Changes to Email Reporting Thanks to Apple Mail Privacy Protection
Cornett Brand Perfomance Team - September 20, 2021
Apple is making headlines with another privacy initiative. Following on the heels of the iOS 14.5 web tracking changes, Apple is rolling out a new feature called Apple Email Privacy Protection that is making its debut with iOS 15 on September 20, 2021.
TL;DR
Apple is going to decrease the accuracy of tracking email “opens” and will hide the IP address of users. This change will impact email reporting, likely causing metrics like Open Rate to be artificially inflated, and obfuscating the geolocation of a recipient.
How Email Reporting Worked Before this Change
An email is sent and delivered to that user’s inbox, when the user opens the email the images are loaded from the email server and that is counted as an open and the user’s IP address is logged. Simple.

After Apple’s Change
If that user is using the built-in Mail app, on iOS 15 and macOS Monterey and has opted-in to this feature: An email is sent and delivered to that user’s inbox. Apple will download the images through a proxy server sometime between when the email was sent and when the user opens the email. This provides a real benefit to the user because the emails will load faster. But marketers won’t know when or if the email was actually opened. Apple will also be hiding the user’s real IP address and device type.
Reporting Impacts
Reporting that is based on Open Rate is going to be skewed, including Click-to-Open-Rate, Time to Open and Number of Opens per recipient. Geographic reports, such as breaking down opens or clicks by DMA will be clustered around Apple’s proxy servers. An idea is to filter out Apple users in reporting, but that will be difficult because the device type identifiers aren’t specific enough to what email app people are using. We do expect email service providers “ESPs” (such as Act-On, SalesForce Marketing Cloud, MailChimp and Campaign Monitor) to adjust their reporting to rely less on the impacted metrics. Tracking clicks, including clicks with UTM data, does not appear to be impacted.
It is worth noting, Apple is not the first to roll out similar features, Yahoo! Mail currently preloads images, and Gmail has tested it, as well. So while Apple is using this as a PR move, “Open Rate” was already less than 100% accurate. And it still may be helpful to keep an eye on any big dips. For example, if an email winds up in a user’s Junk folder, Apple is not going to prefetch the images, and thus not trigger an artificial “open”. Thus, a drop in opens may mean an email is landing in a user’s Junk folder.

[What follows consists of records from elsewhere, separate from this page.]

PR #59, opened 2022-06-03
Converter script to change/add to EWOK YAMLs for use in GDASApp

CoryMartin-NOAA:
This script will:

- Change paths where appropriate
- Remove CO2 from the obs operator where appropriate
- Add a standard covariance section

so that EWOK YAMLs for each ob type (e.g. in ufo/ewok/jedi-gdas) can be translated for use here in GDASApp with minimal user intervention.

### DIFF
--- a/test/CMakeLists.txt
+++ b/test/CMakeLists.txt
@@ -42,6 +42,7 @@ list(APPEND test_input
   ${PROJECT_SOURCE_DIR}/test/testinput/check_yaml_keys_ref.yaml
   ${PROJECT_SOURCE_DIR}/test/testinput/check_yaml_keys_test.yaml
   ${PROJECT_SOURCE_DIR}/test/testinput/bufr_adpsfc.yaml
+  ${PROJECT_SOURCE_DIR}/test/testinput/amsua_n19_ewok.yaml
 )
 
 # create testinput dir
@@ -59,6 +60,24 @@ install(FILES ${test_input}
 
 # create testout dir
 file(MAKE_DIRECTORY ${PROJECT_BINARY_DIR}/test/testoutput)
+
+# create testreference dir
+file(MAKE_DIRECTORY ${PROJECT_BINARY_DIR}/test/testreference)
+
+# list of test reference files to install
+list(APPEND test_reference
+  ${PROJECT_SOURCE_DIR}/test/testreference/amsua_n19_gdas.yaml
+)
+
+# symlink
+foreach(FILENAME ${test_reference})
+  file(RELATIVE_PATH FILENAME_REL ${PROJECT_SOURCE_DIR}/test/testreference/ ${FILENAME})
+  file(CREATE_LINK ${FILENAME} ${PROJECT_BINARY_DIR}/test/testreference/${FILENAME_REL} SYMBOLIC)
+endforeach(FILENAME)
+
+# install
+install(FILES ${test_reference}
+        DESTINATION "test/testreference/")
 
 ##### unit tests
 # test for python coding norms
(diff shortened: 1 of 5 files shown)


ADCollard (dismissed):

emilyhcliu (dismissed):

guillaumevernieres (commented):
How about adding a simple test @CoryMartin-NOAA ?

CoryMartin-NOAA:
@guillaumevernieres can do, soon, you and your good testing practices!

RussTreadon-NOAA (commented):
Changes look good.   Tested `ush/covert_yaml_ewok2gdas.py` with several `ufo/ewok/jedi-gdas` yaml files.   Script seems to work as advertised.    

`yaml.dump` appears to write the output yaml in alphabetical order.   This is OK but it complicates comparing the `jedi-gdas` yaml with the converted yaml.   I added `sort_keys=False` to the `yaml.dump` arguments.    With this change the order remains the same between the two.   The converted yaml replaces horizontal `[  ]` lists into vertical `- ` lists. 

Ideally I'd like to see an output yaml which is identical to the input yaml except for lines which were removed, added, or modified.   Is this possible?   This isn't a requirement for this PR.  Just curious.

CoryMartin-NOAA:
@RussTreadon-NOAA I don't think it is possible unless we parse the text file manually and find/replace, which I was hoping to avoid as that can get messy. However, I have found that there is `default_flow_style=None` (which I think is default) which will determine whether to make the lists on one or multiple lines depending on the size of the list. Would that be preferred?

FanHan-NOAA:
> Changes look good. Tested `ush/covert_yaml_ewok2gdas.py` with several `ufo/ewok/jedi-gdas` yaml files. Script seems to work as advertised.
> 
> `yaml.dump` appears to write the output yaml in alphabetical order. This is OK but it complicates comparing the `jedi-gdas` yaml with the converted yaml. I added `sort_keys=False` to the `yaml.dump` arguments. With this change the order remains the same between the two. The converted yaml replaces horizontal `[ ]` lists into vertical `- ` lists.
> 
> Ideally I'd like to see an output yaml which is identical to the input yaml except for lines which were removed, added, or modified. Is this possible? This isn't a requirement for this PR. Just curious.

I know that yaml parsing tools (and yaml itself in design) generally do not care the order of mappings (except list order is preserved), so @CoryMartin-NOAA do you know of any utility tool (e.g., yamldiff a.yaml b.yaml) that compares two yamls and print out inconsistencies? I recall you had such tool and it would be handy in this case.

CoryMartin-NOAA:
@FanHan-NOAA there is https://github.com/NOAA-EMC/GDASApp/blob/develop/ush/check_yaml_keys.py, combined with its driver test script, theoretically this could do the trick but I would need to test it to see how robust it is.

guillaumevernieres (approved):
Thanks for addressing this reviewer's tantrum @CoryMartin-NOAA !

RussTreadon-NOAA:
> @RussTreadon-NOAA I don't think it is possible unless we parse the text file manually and find/replace, which I was hoping to avoid as that can get messy. However, I have found that there is `default_flow_style=None` (which I think is default) which will determine whether to make the lists on one or multiple lines depending on the size of the list. Would that be preferred?

Thank you, @CoryMartin-NOAA , for trying different options.  

I ran `sondes.yaml`, `omi_arua.yaml`, and `amsua_n19.yaml through `convert_yaml_ewok2gdas.py` with various options for `yaml.dump`.  

With `default_flow_style=None` the original section of `ufo/ewok/jedi-gdas/sondes.yaml` 
```
  - filter: Bounds Check
    filter variables:
    - name: eastward_wind
    - name: northward_wind
    minvalue: -130
    maxvalue: 130
    action:
      name: reject
```
is converted to  
```
- action: {name: reject}
  filter: Bounds Check
  filter variables:
  - {name: eastward_wind}
  - {name: northward_wind}
  maxvalue: 130
  minvalue: -130
```
I can easily see the addition of `{ }` pairs tripping me up if I were to take a converted yaml and start editing it. 

`convert_yaml_ewok2gdas.py` without any changes (retain `default_flow_style=False`) yields
```
- action:
    name: reject
  filter: Bounds Check
  filter variables:
  - name: eastward_wind
  - name: northward_wind
  maxvalue: 130
  minvalue: -130
```
This is OK but it reordered the section alphabetically:  `action`, `filter`, `maxvalue`, `minvalue`.

Retaining `default_flow_style=False` and adding `sort_keys=False` yields
```
- filter: Bounds Check
  filter variables:
  - name: eastward_wind
  - name: northward_wind
  minvalue: -130
  maxvalue: 130
  action:
    name: reject
```
This retains the order of the original input `ufo/ewok/jedi-gdas/sondes.yaml`.

Yaml files can be complicated.  There are likely cases for which `sort_keys=False` doesn't yield _pretty_ output.   Whatever options we use on the `yaml.dump` line, the converted should be readable by JEDI apps.   Don't let my comments slow the addition of `convert_yaml_ewok2gdas.py` to GDASApp.

RussTreadon-NOAA (approved):
Thank you, @CoryMartin-NOAA , for adding a ctest.

PR #64, opened 2022-06-10
Make interpolation method configurable

FanHan-NOAA:
This PR adds changes to make interpolation method configurable. Interpolation method refers to the method that transforms model fields to GeoVaLs (after model side variable change). 

Currently JEDI supports two methods for interpolating model fields to GeoVaLs: `barycentric` (default) and `inverse distance`. Interpolation method is configurable via `get values` within the `observers` block and each `obs space` has its own associated `get values`. This should not be confused with the `get values` within the `observations` block (see [hofx_nomodel.yaml](https://github.com/JCSDA-internal/fv3-jedi/blob/develop/test/testinput/hofx_nomodel.yaml#L26)). I'm not sure if the JEDI code will be refactored to consolidate the two `get values` in the future, but currently interpolation to GeoVaLs are controlled specifically by `get values` within `observers`.

This change should not impact any existing functionalities of GDASApp. But if one wants to investigate interpolation-induced uncertainty and how such uncertainty propagates from GeoVaLs to H(x) to analysis, experiments with different interpolation methods can be run by specifying an additional `interp_method` parameter in the sample yamls (in `ush/examples/run_jedi_exe/`). This is related to an ongoing work on interpolation-induced uncertainty and you can read more [here](https://docs.google.com/presentation/d/11UZ63r3ZzXB_a7qHIynuibZ-R4b3MZFsyBPPfw2HyQo/edit#slide=id.g88c2cd9c02_0_0) if interested.

### DIFF
--- a/parm/atm/obs/config/amsua_n19.yaml
+++ b/parm/atm/obs/config/amsua_n19.yaml
@@ -8,6 +8,8 @@ obs space:
     max pool size: 1
   simulated variables: [brightness_temperature]
   channels: &amsua_n19_channels 1-15
+get values:
+  interpolation method: $(INTERP_METHOD)
 obs operator:
   name: CRTM
   Absorbers: [H2O,O3]
--- a/parm/atm/obs/config/sondes.yaml
+++ b/parm/atm/obs/config/sondes.yaml
@@ -11,6 +11,8 @@ obs space:
   io pool:
     max pool size: 1
   simulated variables: [eastward_wind, northward_wind, air_temperature, specific_humidity, surface_pressure]
+get values:
+  interpolation method: $(INTERP_METHOD)
 obs operator:
   name: Composite
   components:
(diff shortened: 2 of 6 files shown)


FanHan-NOAA:
To test whether the configurable `interpolation method` is correctly placed in yaml, try setting it to something not supported by JEDI (e.g., bilinear). The program should abort with an assertion failed message like below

Impacts on Marketing Automation/Email Journeys
To date, send time optimization was based on when a user was most likely to open an email but could shift to track clicks instead of opens. Doing segmented sends based on Geolocation (for example sending to only people in Ohio) is not going to be reliable unless you have first party data on that user already in the database. And how Reengagement Campaigns are setup is going to need to change. Currently, it’s common to set a user on a reengagement journey if they haven’t opened an email in a set number of months, going forward that may need to be based on clicks or another metric.
This should encourage all of us to look at more important metrics to judge the success of our email campaigns. Instead of relying on “Opens”, focusing on KPIs farther down the funnel such as clicks, website engagement, or sales. It will also be important to keep an eye on negative metrics to judge if people like what you are sending them, such as unsubscribes and SPAM complaints. This is especially true if the goal of the email isn’t to get users to click on a link.
Conclusion
This isn’t the first significant change to email marketing in the last few years, and certainly won’t be the last, but email remains one of the most cost effective marketing tactics and it should continue to be. Monitoring list health and measuring real KPIs are going to be key going forward.